(Data supplied)
PR #452, opened 2026-07-22
fix(ui): show the deputy 🛡 shield in the member-info modal legend (#451)

### LINKED ISSUE #451: Member Info modal legend is missing the deputy 🛡 shield
## Problem

The Member Info modal shows a row of chips explaining the icons that appear next to that member in the members list — 👑 Room Owner, ⭐ You, 🔑 Invited by You, 🎪 Invited You.

The deputy shield **🛡**, added with the member-deputies feature (#410), was never added to that legend. So a member who shows the shield next to their name in the members list has no explanation for it when you open their Member Info page.

## Expected

The modal should show a 🛡 Deputy chip under the same viewer-relevant condition the member-list row uses (a global moderator appointed by the owner, a deputy in the viewer's ancestor chain, or a deputy the viewer appointed), with the appointer name(s) in the tooltip — mirroring the row's badge.

## Notes

The row computes this in `ui/src/components/members.rs` (`deputized_by` via `relevant_deputizers` over the canonical `MemberInfo.deputies`); the modal (`ui/src/components/members/member_info_modal.rs`) hand-rolls a narrower subset of tags and omits the shield. The fix should share the row's exact computation so the two can't drift.

[AI-assisted - Claude]

sanity:
## Problem

The Member Info modal shows a row of chips explaining the icons that appear next to that member in the members list — 👑 Room Owner, ⭐ You, 🔑 Invited by You, 🎪 Invited You. The deputy shield **🛡**, added with the member-deputies feature (#410), was never added to that legend, so a member who shows the shield next to their name in the list has no explanation for it in their Member Info page.

## Approach

The row's shield is **viewer-scoped** — it shows only for deputies relevant to the viewer (a global moderator appointed by the owner, a deputy in the viewer's own ancestor chain, or a deputy the viewer appointed) — and its tooltip names the appointer(s). To make the modal match that exactly, and to keep the two from drifting again, the row's computation is extracted into three shared `pub(crate)` helpers in `members.rs`:

- `build_deputizers_of` — the reverse map from canonical `MemberInfo.deputies`.
- `viewer_relevant_deputizer_set` — the viewer's strict ancestors ∪ self.
- `relevant_deputizer_names` — the resolved appointer display names for a target, i.e. exactly what the 🛡 badge shows.

`MemberList` now calls these instead of its inline copies (behavior unchanged — the existing deputy-ordering and viewer-scoping tests still pass), and the modal renders a `🛡 Deputy` chip driven by the **same** `relevant_deputizer_names`, with an "appointed by …" tooltip.

Scope note: the modal legend is also missing `🌐 In Your Network` and `🔭 In Your Invite Chain` (relationship hints that exist in the row). Those were left alone — this PR is scoped to the reported shield gap.

## Not a WASM change

UI-only. `git diff origin/main --name-only` touches exactly `ui/src/components/members.rs` and `ui/src/components/members/member_info_modal.rs` — nothing under `common/`, `contracts/`, `delegates/`, no `.wasm`, no Cargo files. No migration ritual.

## Testing

- `member_display_parts_shows_deputy_shield_with_appointer_tooltip` — the row renders 🛡 with the appointer tooltip iff `deputized_by` is non-empty.
- `shared_deputy_helpers_name_a_global_moderator` — end-to-end pin of the shared helpers: an owner-appointed moderator shows the shield named "room owner" even to an unrelated viewer; a non-deputy shows none.
- `modal_renders_deputy_shield_via_shared_helper` — source-grep pin that the modal renders the chip via the shared helper, so it can't silently drop the shield or fork a drifting copy of the logic again.

`cargo test -p river-ui --bins`: **499 passed**. `cargo fmt` applied; clippy clean (no new warnings).

Closes #451

[AI-assisted - Claude]

### DIFF
--- a/ui/src/components/members.rs
+++ b/ui/src/components/members.rs
@@ -489,6 +489,121 @@ fn relevant_deputizers(
         .collect()
 }
 
+/// Reverse map: for each deputy member, the members who have deputized them,
+/// built from every member's CANONICAL signed `MemberInfo.deputies` (#410).
+///
+/// Routed through each member_id's canonical record (highest
+/// `member_info_rank`), not a raw scan of `member_info.member_info` — `verify`
+/// accepts duplicate member_info records per member_id (migration safety), and
+/// unioning deputies across ALL of a member's duplicate records (rather than
+/// reading only the converged/canonical one) can keep a revoked deputy grant
+/// showing even after the revoke has won (freenet/river#411 round 8).
+pub(crate) fn build_deputizers_of(
+    member_info: &river_core::room_state::member_info::MemberInfoV1,
+) -> HashMap<MemberId, Vec<MemberId>> {
+    let mut deputizers_of: HashMap<MemberId, Vec<MemberId>> = HashMap::new();
+    let member_ids_with_info: HashSet<MemberId> = member_info
+        .member_info
+        .iter()
+        .map(|mi| mi.member_info.member_id)
+        .collect();
+    for appointer in member_ids_with_info {
+        let Some(canonical) = member_info.canonical(appointer) else {
+            continue;
+        };
+        for deputy in &canonical.member_info.deputies {
+            deputizers_of.entry(*deputy).or_default().push(appointer);
+        }
+    }
+    deputizers_of
+}
+
+/// The viewer-relevant set for the 🛡 deputy badge (#410): the viewer's STRICT
+/// ancestors (members whose deputy could ban the viewer) unioned with the
+/// viewer themselves (deputies they appointed). Strict ancestors are EMPTY for
+/// the owner, so the owner sees the shield only for their own appointees; the
+/// owner is always included so a global moderator (a deputy of the owner) is
+/// relevant to every viewer.
+pub(crate) fn viewer_relevant_deputizer_set(
+    members: &MembersV1,
+    owner_id: MemberId,
+    self_member_id: MemberId,
+) -> HashSet<MemberId> {
+    // Strict ancestors of the viewer: the owner (of every non-owner) plus the
+    // walk up the invite chain. `self` is deliberately NOT a strict ancestor.
+    let mut set = HashSet::new();
+    if self_member_id != owner_id {
+        set.insert(owner_id);
+    }
+    let invited_by: HashMap<MemberId, MemberId> = members
+        .members
+        .iter()
+        .map(|m| (m.member.id(), m.member.invited_by))
+        .collect();
+    let mut guard = HashSet::new();
+    guard.insert(self_member_id);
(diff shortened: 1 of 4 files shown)


sanity:
## Review — Codex (external) pass

**Addressed in 1d0ee540.** Codex found one P3: `build_deputizers_of` iterated a `HashSet` of appointers, so a member with multiple relevant deputizers could show `room owner, you` in the member row and `you, room owner` in the modal legend (or reorder between renders) — directly undermining the identical-tooltip contract this PR relies on. The nondeterminism was pre-existing in the row but became visible once the modal computes the same list independently. Fixed by iterating appointers sorted by MemberId, pinned by `build_deputizers_of_orders_appointers_deterministically`.

Codex confirmed the deputy badge logic is otherwise shared correctly between the two call sites.

An independent adversarial Claude review focused on refactor behavior-equivalence is also running; I'll fold in anything it finds.

[AI-assisted - Claude]

sanity:
## Review — adversarial Claude pass (refactor equivalence)

**Verdict: no blocking or important-correctness bugs.** The reviewer verified the three extracted helpers produce output identical to the old inline row code:

- `viewer_relevant_deputizer_set` reproduces `self_ancestors ∪ {self}` exactly (owner-insert guard, invite-chain walk, cycle guard); empty-for-owner holds.
- `build_deputizers_of` produces the same map; `self_ancestors` had no other use (grep-confirmed), so collapsing it is safe.
- `relevant_deputizer_names`'s `name_of` matches (owner→"room owner", self→"you", else decrypted nickname, else "Unknown").
- `deputy_display_order` (member ordering) is provably unaffected — it selects by `(invite_depth, unique base_rank)`, independent of appointer-list order, so the determinism sort doesn't reorder the list.
- Modal: `owner_id`/`self`/`target` come from the same sources as the row, so the shield shows under **exactly** the same (viewer, target) condition. `title:` is a Dioxus text attribute (DOM-escaped), **not** `dangerous_inner_html` — XSS-safe with attacker-controlled nicknames (#227 class). Render-time reads only; no signal-safety concern.

**Finding addressed (6e9e54f7):** the modal shield had only a source-grep pin, so an arg-swap or inverted condition would pass every test. Closed with an end-to-end Playwright render test (`member-info-deputy-tag.spec.ts`) — example data now has the owner deputize the "(Member)" member, and the spec asserts the deputy's modal shows the 🛡 chip (with the "appointed by" tooltip) while a non-deputy's does not. **25 passed across all 5 browser projects**, and the existing member-list spec still passes.

**Filed as follow-up (#453):** the modal legend still omits 🌐 / 🔭 and its 🔑 semantics differ from the row — pre-existing and out of this shield-scoped PR.

[AI-assisted - Claude]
(End Data supplied)
**Task prompt**.
Taking the entries above, print exactly the lines starting at the line with "The row's shield" and ending at the line with "non-deputy shows none.", both included.

**Response below**.
The row's shield is **viewer-scoped** — it shows only for deputies relevant to the viewer (a global moderator appointed by the owner, a deputy in the viewer's own ancestor chain, or a deputy the viewer appointed) — and its tooltip names the appointer(s). To make the modal match that exactly, and to keep the two from drifting again, the row's computation is extracted into three shared `pub(crate)` helpers in `members.rs`:

- `build_deputizers_of` — the reverse map from canonical `MemberInfo.deputies`.
- `viewer_relevant_deputizer_set` — the viewer's strict ancestors ∪ self.
- `relevant_deputizer_names` — the resolved appointer display names for a target, i.e. exactly what the 🛡 badge shows.

`MemberList` now calls these instead of its inline copies (behavior unchanged — the existing deputy-ordering and viewer-scoping tests still pass), and the modal renders a `🛡 Deputy` chip driven by the **same** `relevant_deputizer_names`, with an "appointed by …" tooltip.

Scope note: the modal legend is also missing `🌐 In Your Network` and `🔭 In Your Invite Chain` (relationship hints that exist in the row). Those were left alone — this PR is scoped to the reported shield gap.

## Not a WASM change

UI-only. `git diff origin/main --name-only` touches exactly `ui/src/components/members.rs` and `ui/src/components/members/member_info_modal.rs` — nothing under `common/`, `contracts/`, `delegates/`, no `.wasm`, no Cargo files. No migration ritual.

## Testing

- `member_display_parts_shows_deputy_shield_with_appointer_tooltip` — the row renders 🛡 with the appointer tooltip iff `deputized_by` is non-empty.
- `shared_deputy_helpers_name_a_global_moderator` — end-to-end pin of the shared helpers: an owner-appointed moderator shows the shield named "room owner" even to an unrelated viewer; a non-deputy shows none.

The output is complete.